This question already has answers here:
Printing Lists as Tabular Data
(20 answers)
Closed 3 years ago.
I want to make a table in python
+----------------------------------+--------------------------+
| name | rank |
+----------------------------------+--------------------------+
| {} | [] |
+----------------------------------+--------------------------+
| {} | [] |
+----------------------------------+--------------------------+
But the problem is that I want to first load a text file that should contain domains name and then I would like to making a get request to each domain one by one and then print website name and status code in table format and table should be perfectly align. I have completed some code but failed to display output in a table format that should be in perfectly align as you can see in above table format.
Here is my code
f = open('sub.txt', 'r')
for i in f:
try:
x = requests.get('http://'+i)
code = str(x.status_code)
#Now here I want to display `code` and `i` variables in table format
except:
pass
In above code I want to display code and i variables in table format as I showed in above table.
Thank you
You can achieve this using the center() method of string. It creates and returns a new string that is padded with the specified character.
Example,
f = ['AAA','BBBBB','CCCCCC']
codes = [401,402,105]
col_width = 40
print("+"+"-"*col_width+"+"+"-"*col_width+"+")

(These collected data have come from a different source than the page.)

PR #178, opened 2021-06-02
Add credential fetching for workload identity federation

### LINKED ISSUE #176: bq_auth fails to authenticate using identity federation configuration file
Hi Team,

I am trying to access BigQuery from r-studio (setup on EC2) by implementing identity federation(reference https://cloud.google.com/iam/docs/access-resources-aws).

After successfully configuring workload identity pool setup and binding AWS role, I was able to generate the below JSON configuration file using the command `gcloud iam workload-identity-pools create-cred-config`

```
{
  "subject_token_type": "urn:ietf:params:aws:token-type:aws4_request",
  "service_account_impersonation_url": "https://iamcredentials.googleapis.com/v1/projects/-/serviceAccounts/<service-account>@<project-name>.iam.gserviceaccount.com:generateAccessToken",
  "type": "external_account",
  "credential_source": {
    "environment_id": "aws1",
    "url": "http://169.254.169.254/latest/meta-data/iam/security-credentials",
    "regional_cred_verification_url": "https://sts.{region}.amazonaws.com?Action=GetCallerIdentity&Version=2011-06-15",
    "region_url": "http://169.254.169.254/latest/meta-data/placement/availability-zone"
  },
  "token_url": "https://sts.googleapis.com/v1/token",
  "audience": "//iam.googleapis.com/projects/<projectid>/locations/global/workloadIdentityPools/<workload-identity-pool-id>/providers/<aws-workload-pool-id>"
}
```

I have set the environment variable GOOGLE_APPLICATION_CREDENTIALS to the file path and also provided an absolute path to the configuration file path as shown below.

```r
library(bigrquery) 
#bq_auth(path="/home/ubuntu/poc-bigquery-federation-creds.json")
bigrquery::list_tables('<project>', '<bq-dataset>')
```

**Actual Behaviour when using the environment variable on R:**
  Error: Can't get Google credentials.
  Are you running big query in a non-interactive session? Consider:
    * Call `bq_auth()` directly with all necessary specifics.

**Actual Behaviour when set the absolute path to the configuration file:**
The bigrquery package is requesting access to your Google account
  Select a pre-authorised account or enter '0' to obtain a new token
  Press Esc/Ctrl + C to cancel

**Expected Behaviour on R:**
  1. authenticate bq_auth automatically using federation configuration file provided
  2. bigrquery able to list tables 
  
I would like to confirm that with the above configuration file, google python-bigquery is able to list the tables on big query. Kindly let me know if there is a way to authenticate in R using the above federation configuration file.

Please let me know if you need more information from me.

jennybc:
Closes #176
(Well, closes it for AWS. I will address other providers or generalize the AWS setup when and if actual users have such a need.)

Open question: is it inevitable that this only works when `scopes = "https://www.googleapis.com/auth/cloud-platform"`?

---

~Currently this PR depends on a patched version of the aws.signature package. I need to figure out how likely they are to adapt to what I want/need and then release to CRAN in a timely manner. I will probably need to implement what I need myself, probably by calling aws.signature in a different way (using low-level functions instead of high-level).~

~I could even implement everything I need from aws.ec2metadata and aws.signature myself, but I'd rather not take on so much responsibility for maintaining AWS tooling.~

*I have done what's necessary to work with the CRAN version of aws.signature. I will also look into whether PAWS could be used instead.*


jennybc:
On AWS, with workload identity federation configured correctly on AWS and GCP, I now see:

``` r
# makes the Application Default Credentials search strategy find the config
Sys.setenv(GOOGLE_APPLICATION_CREDENTIALS = "~/poc-bigquery-federation.json")

library(bigrquery)

# for some reason, I have to specify this EXACT scope and ONLY this scope
bq_auth(scopes = "https://www.googleapis.com/auth/cloud-platform")

project_name <- "vinay-playground-01"
bq_project_datasets(project_name)
#> [[1]]
#> <bq_dataset> vinay-playground-01.rbnc_training_dataset_001
#> 
#> [[2]]
#> <bq_dataset> vinay-playground-01.rbnc_training_ds
```

<sup>Created on 2021-06-02 by the [reprex package](https://reprex.tidyverse.org) (v2.0.0)</sup>

PR #185, opened 2021-07-02
Drop proactive scope validation in credentials_gce.

### LINKED ISSUE #161: Why are allowed scopes limited for credentials_gce?
Thank you so much for your work on this package! I had struggled to pass in credentials to my publicly available Plumber API application running on Google Cloud Run without a bunch of gcloud commands, yaml files, or just baking the credentials into the application (not a good idea, I know). [credentials_gce()](https://github.com/r-lib/gargle/blob/master/R/credentials_gce.R) allows me to grab secrets from Google Secrets Manager super easily with a quick API call during the build.

I'm wondering if there's a compelling reason that credentials_gce() limits the scopes for which a token can be fetched to Google Cloud and Big Query. The Google Secrets API call I use works because the scope needed is just "https://www.googleapis.com/auth/cloud-platform" which is on the blessed list of scopes.

```
# We add a special case for the cloud-platform -> bigquery scope implication.
  if ("https://www.googleapis.com/auth/cloud-platform" %in% instance_scopes) {
    instance_scopes <- c(
      "https://www.googleapis.com/auth/bigquery",
      instance_scopes
    )
  }
  if (!all(scopes %in% instance_scopes)) {
    return(NULL)
  }
```

By adding  "https://www.googleapis.com/auth/pubsub" to the instance_scopes allowed in credentials_gce(), and giving my default compute service account in Cloud Run the Pub/Sub Publisher role, I was able to run PubSub API calls without passing in credentials to the application. As I understand it, something like this is Google's preferred method of passing in Google Cloud API credentials to an application based on [this page](https://cloud.google.com/docs/authentication/production): "If your application runs inside a Google Cloud environment that has a default service account, your application can retrieve the service account credentials to call Google Cloud APIs. Such environments include Compute Engine, Google Kubernetes Engine, App Engine, Cloud Run, and Cloud Functions. We recommend using this strategy because it is more convenient and secure than manually passing credentials."

I do understand that I could generate a json file credential, upload it to Google Secrets Manager, then load it via the same API calls I'm making, but it's less convenient. Maybe it's better practice though.

craigcitro:
Why? Avoid confusion like #161.

When adding support for fetching credentials on a GCE VM, I had originally
added a "guard rail": if the user was requesting scope(s) which weren't
included in the list of scopes the service account was granted, I'd return
`NULL`, letting the credential fetch fall back to another method (eg user
creds).

However, this can lead to confusion: most Google API calls are willing to
accept various scopes, and some scopes imply other scopes (eg an API asking
for a BQ scope will happily accept the cloud-platform scope).

This change removes any scope validation in credentials_gce. On the upside, it
should make it easier for users to use gargle from a GCE VM that *has* the
required scopes. Unfortunately, it does allow one new bit of confusion: a user
invoking gargle on a GCE VM *without* the scopes needed for an API would
previously fall through to fetching user creds; they'll now need to do so
explicitly.

Fixes #161.

### DIFF
--- a/R/credentials_gce.R
+++ b/R/credentials_gce.R
@@ -17,18 +17,7 @@
 credentials_gce <- function(scopes = "https://www.googleapis.com/auth/cloud-platform",
                             service_account = "default", ...) {
   gargle_debug("trying {.fun credentials_gce}")
-  if (!detect_gce() || is.null(scopes)) {
-    return(NULL)
-  }
-  instance_scopes <- get_instance_scopes(service_account = service_account)
-  # We add a special case for the cloud-platform -> bigquery scope implication.
-  if ("https://www.googleapis.com/auth/cloud-platform" %in% instance_scopes) {
-    instance_scopes <- c(
-      "https://www.googleapis.com/auth/bigquery",
-      instance_scopes
-    )
-  }
-  if (!all(scopes %in% instance_scopes)) {
+  if (!detect_gce()) {
     return(NULL)
   }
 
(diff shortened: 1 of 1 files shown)


jennybc:
Thanks for providing the context of the original decision and why we're OK with removing these checks. Sounds good to me.

A gargle release was in flight (actually completed) before this PR came in, so, for better or worse, this will get a chance to be road-tested in the dev version for a little while. Hopefully those who care, such as the participants in #161, will install a dev version and accumulate some usage with the guard rail removed.

jmcarp:
I think this will fix an issue I've had trying to use google drive with gce auth. Looking forward to the next release!

PR #180, opened 2021-06-10
Change URL for refresh

jennybc:
Motivated by #147 

I am very skeptical that this URL is the problem, but it is easy enough to do so, in case someone wants to see if this helps.

PR #196, opened 2021-11-03
Update auth URIs and use ours (vs httr's) when refreshing ADC creds

### LINKED ISSUE #147: bq_auth() relying on credentials_app_default() cannot authenticate offline with ADC
`bigrquery` version 1.3.1 cannot authenticate using Application Default Credentials on Compute Engine without Internet access in GCP (instance still has access to "internal" Google Cloud Platform APIs). 

```r
bq_auth(use_oob=TRUE)

trying token_fetch()
trying credentials_service_account()
Error: Argument 'txt' must be a JSON string, URL or file.
trying credentials_app_default()
file exists at ADC path: /home/jlpuser/.config/gcloud/application_default_credentials.json
ADC cred type: authorized_user
Error: Timeout was reached: [accounts.google.com] Connection timed out after 10001 milliseconds
trying credentials_gce()
trying credentials_byo_oauth()
Error: inherits(token, "Token2.0") is not TRUE
trying credentials_user_oauth2()
Gargle2.0 initialize
attempt from: bigrquery
adding 'userinfo.email' scope
loading token from the cache
no matching token in the cache
initiating new token

Enter authorization code: 
```

The above offline ADC authentication flow works with the Python libraries on the same type of machines.

We believe that the [this line](https://github.com/r-lib/gargle/blob/master/R/credentials_app_default.R#L65) in `gargle` should look something like `endpoint <- "https://oauth2.googleapis.com/token"` as the application default credentials file includes a refresh token as per the "offline" access_type described [here](https://developers.google.com/identity/protocols/oauth2/web-server#offline). Passing the resulting token in should prevent the library from trying to acquire it's own.

I have opened an issue first in the `bigrquery` repo by mistake. [Here is the link to it](https://github.com/r-dbi/bigrquery/issues/392).

jennybc:
Fixes #147, closes #180

`credentials_app_default()` should have always been using `gargle_oauth_endpoint()`, at least once `gargle_oauth_endpoint()` was created.

And it's pretty clear that httr's google endpoint URIs are out of date.

See:

https://github.com/googleapis/oauth2client/issues/742

https://developers.google.com/identity/protocols/oauth2/native-app#step-2:-send-a-request-to-googles-oauth-2.0-server

https://developers.google.com/identity/protocols/oauth2/native-app#exchange-authorization-code

https://developers.google.com/identity/protocols/oauth2/native-app#tokenrevoke

https://developers.google.com/identity/protocols/oauth2/service-account#authorizingrequests

### DIFF
--- a/NEWS.md
+++ b/NEWS.md
@@ -1,5 +1,7 @@
 # gargle (development version)
 
+We have switched to newer oauth2.googleapis.com-based OAuth2 URIs, moving away from the accounts.google.com and googleapis.com/oauth2 equivalents.
+
 `credentials_gce()` no longer validates the requested scopes against instance scopes.
 In practice, it's easy for this check to be more of a nuisance than a help (#161, #185 @craigcitro).
 
--- a/R/credentials_app_default.R
+++ b/R/credentials_app_default.R
@@ -71,11 +71,10 @@ credentials_app_default <- function(scopes = NULL, ..., subject = NULL) {
       return(NULL)
     }
     gargle_debug("ADC cred type: {.val authorized_user}")
-    endpoint <- httr::oauth_endpoints("google")
     app <- httr::oauth_app("google", info$client_id, secret = info$client_secret)
     scope <- "https://www.googleapis.com/auth/cloud.platform"
     token <- httr::Token2.0$new(
-        endpoint = endpoint,
+        endpoint = gargle_oauth_endpoint(),
         app = app,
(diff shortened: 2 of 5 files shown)


craigcitro (commented):
LGTM

(I realize I merged before I noticed I had to separately hit a button to LG. 🤦 )

jennybc:
Thanks for looking over this and for the brisk process 😁

PR #213, opened 2022-09-09
Prototype OOB-style flow for Workbench

jcheng5:
Try adding `https://codepen.io/jcheng5/full/QWrNgPv` to your Google app as a Redirect URI, then:

```r
library(googledrive)
library(gargle)

the_app <- gargle::oauth_app_from_json("app.json")

# tell googledrive to auth with this app
drive_auth_configure(app = the_app)

# confirm the configuration has worked
drive_oauth_app()

# force a new user OAuth flow
# this fails because of OOB being shut down
drive_auth(email = NA)
```

After the Google part of the auth flow completes, you should end up at a page that has:

image

Lots more to talk about, but this shows that the approach should work.


jennybc:
Important note: the oauth client must be of type "web application", not "desktop app" (which is what we've used with gargle up 'til now). In particular, this is what makes it possible to specify redirect URI(s).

print("|"+"Name".center(col_width)+"|"+"Rank".center(col_width)+"|")
print("+"+"-"*col_width+"+"+"-"*col_width+"+")
for i in range(len(f)):
_f = f[i]
code = str(codes[i])
print("|"+code.center(col_width)+"|"+_f.center(col_width)+"|")
print("+"+"-"*col_width+"+"+"-"*col_width+"+")
Output
+----------------------------------------+----------------------------------------+
| Name | Rank |
+----------------------------------------+----------------------------------------+
| 401 | AAA |
+----------------------------------------+----------------------------------------+
| 402 | BBBBB |
+----------------------------------------+----------------------------------------+
| 105 | CCCCCC |
+----------------------------------------+----------------------------------------+